Avec des pancartes un peu rigolotes – «Pourquoi les architectes sont en noir ? Parce qu’ils sont en deuil», «Ce n’est pas un ELAN c’est un caribou législatif», «Policiers, CRS, gendarmes, c’est nous qui construisons vos casernes», «le logement est une chose trop importante pour être laissé aux mains des promoteurs», «le conteneur pour les armateurs, le logement pour les gens», etc. Un joyeux charivari aurait été suffisant sans doute pour que les TV d’info en continu en fassent une brève au 20 heures, l’occasion en dix secondes pour les architectes d’alerter la population.
Parce que, sinon, vous croyez vraiment que BFM TV va envoyer une équipe pour relayer la campagne de communication du CNOA « Faisons du logement la grande cause permanente » ?
Les architectes se veulent créatifs, c’est justement ce pourquoi ils maintiennent que les concours sont importants. Tellement créatifs que quand l’un des fondements de leur métier est attaqué, ils répondent avec des café-débats. Bonjour l’imagination et la force de persuasion de leurs institutions ! Pourtant avec les réseaux sociaux, il y avait peut-être moyen d’une vraie mobilisation.
Tiens par exemple, le 11 mai, ils étaient 1 300 à défiler de Bastille à République dans la ‘Cannaparade’ pour défendre la dépénalisation du cannabis. L’info a fait le tour de tous les grands médias nationaux. Et ils n‘étaient que 1 300 ! Ainsi, les fumeurs de moquette sont capables de s’organiser brillamment mais le CNOA ne sait pas comment réunir 1 000 architectes pour prévenir de l’Armageddon qui s’annonce ?
Même le ‘sit-in’ de l’UNSFA – au moins il y avait de l’idée – n’était pas au bon endroit. En effet, ce n’est pas au ministère de la Culture que se négocie la loi ELAN car ce n’est pas la Culture qui a la tutelle sur le logement. Pour le gouvernement, le logement est une chose trop importante pour être laissée aux mains des architectes. C’est donc à Bercy qu’il faut aller s’asseoir et bloquer la voie sur berge, ne serait-ce qu’une heure, et avec un peu d’astuce, l’UNSFA était certaine le 17 mai de voir rappliquer les camionnettes de l’info en continu.

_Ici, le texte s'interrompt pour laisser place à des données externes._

PR #817, opened 2025-03-11
chore: note `Budget` breaking change in changelog

cratelyn:
`Budget` is now a trait in the 0.5 release. this is a breaking change relative to the 0.4 release, where it was a concrete [struct](https://docs.rs/tower/0.4.13/tower/retry/budget/struct.Budget.html).

this commit updates the changelog to characterize this as a breaking change, rather than an additive change.

### DIFF
--- a/tower/CHANGELOG.md
+++ b/tower/CHANGELOG.md
@@ -37,7 +37,7 @@ and this project adheres to [Semantic Versioning](https://semver.org/spec/v2.0.0
   increases the flexibility of the retry policy. To update, update your method signature to include `mut` for both parameters. ([#584])
 - **retry**: **Breaking Change** Change Policy to accept &mut self ([#681])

«Alors voilà nous sommes en direct. Des architectes tout en noir forment une chaîne humaine et bloquent la circulation devant Bercy, dans le XIIe arrondissement de Paris. Ils entendent ainsi défendre le droit à l’architecture pour tous. Incroyable, nous n’avons jamais vu ça, envoyez l’hélico». «Hello, the CNOA ? The New York Times here. What’s the story ?» Le Figaro : «Anne Hidalgo, grande fervente de l’architecture innovante, vue nulle part lors de la manifestation des architectes : le CNOA furieux !»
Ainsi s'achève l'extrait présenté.